PR #1141, opened 2024-04-11
feat Add `charset` for `StringBone`

ArneGudermann:
Resolves https://github.com/viur-framework/viur-shop/blob/f6e84e772be01d7cf2beb74d674a3aeda6ac303b/src/viur/shop/skeletons/discount_condition.py#L115

### DIFF
--- a/src/viur/core/bones/string.py
+++ b/src/viur/core/bones/string.py
@@ -17,6 +17,7 @@ class StringBone(BaseBone):
         self,
         *,
         caseSensitive: bool = True,
+        charset: str = "",
         max_length: int | None = 254,
         min_length: int | None = None,
         natural_sorting: bool | t.Callable = False,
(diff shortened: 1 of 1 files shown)


src/viur/core/bones/string.py
```diff
@@ -123,6 +126,10 @@ def isInvalid(self, value):
             return "Maximum length exceeded"
         if self.min_length is not None and len(value) < self.min_length:
             return "Minimum length not reached"
+
+        if self.charset:
+            if not all([char in self.charset for char in value]):
```
sveneberth, line 131: This might by a little bit faster, because this will fail fast as generator with `any`.
```suggestion
            if any(char not in self.charset for char in value):
```

sveneberth (changes requested):

sveneberth (approved):

phorward (changes requested):
Hi there... I'm a little unhappy with this extension, because it can also be simply resolved using a `vfunc`-lambda, like this:
```python
blah = StringBone(
    required=True,
    descr="Blah",
    vfunc=lambda value:
        "Not all letters are available in the charset"
        if any(char not in "abcdefg" for char in value)
        else None,
)
```
We should discuss about this.

phorward:
This should be solved differently: Provide some helper functions in StringBone which can be inserted as vfuncs.

phorward:
Substituted by #1183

:: TASK TO CARRY OUT ::
Reproduce the records above exactly, character for character.

:: SOLUTION TO THE PROBLEM ::
PR #1141, opened 2024-04-11
feat Add `charset` for `StringBone`

ArneGudermann:
Resolves https://github.com/viur-framework/viur-shop/blob/f6e84e772be01d7cf2beb74d674a3aeda6ac303b/src/viur/shop/skeletons/discount_condition.py#L115

### DIFF
--- a/src/viur/core/bones/string.py
+++ b/src/viur/core/bones/string.py
@@ -17,6 +17,7 @@ class StringBone(BaseBone):
         self,
         *,
         caseSensitive: bool = True,
+        charset: str = "",
         max_length: int | None = 254,
         min_length: int | None = None,
         natural_sorting: bool | t.Callable = False,
(diff shortened: 1 of 1 files shown)


src/viur/core/bones/string.py
```diff
@@ -123,6 +126,10 @@ def isInvalid(self, value):
             return "Maximum length exceeded"
         if self.min_length is not None and len(value) < self.min_length:
             return "Minimum length not reached"
+
+        if self.charset:
+            if not all([char in self.charset for char in value]):
```
sveneberth, line 131: This might by a little bit faster, because this will fail fast as generator with `any`.
```suggestion
            if any(char not in self.charset for char in value):
```

sveneberth (changes requested):

sveneberth (approved):

phorward (changes requested):
Hi there... I'm a little unhappy with this extension, because it can also be simply resolved using a `vfunc`-lambda, like this:
```python
blah = StringBone(
    required=True,
    descr="Blah",
    vfunc=lambda value:
        "Not all letters are available in the charset"
        if any(char not in "abcdefg" for char in value)
        else None,
)
```
We should discuss about this.

phorward:
This should be solved differently: Provide some helper functions in StringBone which can be inserted as vfuncs.

phorward:
Substituted by #1183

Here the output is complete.